I had hoped to avoid radiation and chemo altogether but we couldn't get assurance that skipping that step was safe enough. It was heartening to learn that the doctors who discussed the strategy recommendation have not seen many situations like this. There are very few patients who come in with this early stage esophagus cancer. The diagnosis is T2M0. They were very curious how someone who had no symptoms managed to get an endoscopy that was almost perfectly timed.

After a very long discussion in what they called a 'tumor board' there was no consensus. The tumor board consists of specialists and dedicates time to collaborate on cancer patients.
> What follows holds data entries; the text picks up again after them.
PR #843, opened 2024-09-30
[lang] Move `Lang.Diagnostics.Data.t` from a list to name field

ejgallego:
This fits our use case better.

### DIFF
--- a/CHANGES.md
+++ b/CHANGES.md
@@ -34,6 +34,8 @@
    info that is needed is at hand. It could also be tried to set the
    build target for immediate requests to the view hint, but we should
    see some motivation for that (@ejgallego, #841)
+ - [lsp] [diagnostics] (! breaking change) change type of diagnostics
+   extra data from list to named record (@ejgallego, #843)
 
 # coq-lsp 0.2.0: From Green to Blue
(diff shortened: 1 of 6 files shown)


CHANGES.md
```diff
@@ -34,6 +34,8 @@
    info that is needed is at hand. It could also be tried to set the
    build target for immediate requests to the view hint, but we should
    see some motivation for that (@ejgallego, #841)
+ - [lsp] [diagnostics] (! breaking change) change type of diagnostics
+   extra data from list to named record (@ejgallego, #843)
```
Alizter, line 38: I think these should be in a separate subsection of the changelog near the top with the title "Breaking changes".

ejgallego: Indeed, we haven't been too formal as we considered the 0.1.x series not stable at all, we can try to improve in the 0.2.x series, but I think 0.3.x (which could become a kind of 1.0 beta) could enforce this more strictly.

ejgallego: I noted this in the changelog because I know water proof is using `sentenceRange`. Also because this change was important moving forward with stuff like #840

The board consists of a surgeon, an oncologist, a radiation oncologist and an anesthesiologist. They try to jointly come up with a recommendation. It's possible that surgery, by itself, could eliminate the cancer. It's also possible that a combination of radiation and chemo could eliminate the cancer. On the other hand, it would be safer to do all three treatments, but each treatment has it's own risk and discomfort. If I were older or in poor condition, they would have tried one thing or another and taken the risk of the cancer coming back. In my case, it is possible to do all the treatments because I am in good health and relatively young. So, we decided to be as thorough as possible. We agreed to do some additional testing and planning next week. We will begin the week after. I will have to go in for radiation five days a week at the Stanford Medical Center. I will have to spend about 5 hours doing chemotherapy every Monday. The remainder of the chemotherapy will be by tablet. So, we will plan to stay in San Carlos Monday through Friday and go to Pacific Grove on weekends as long as I feel good enough.

After the radiation and chemotherapy, I will need about six weeks to build my system back up and get ready for surgery. Surgery should take place in early May. I'll probably be recuperated enough to work in July. We feel good about the strategy. I feel that I got diverse, thorough and first class advise. I also feel that I was in control of the decision.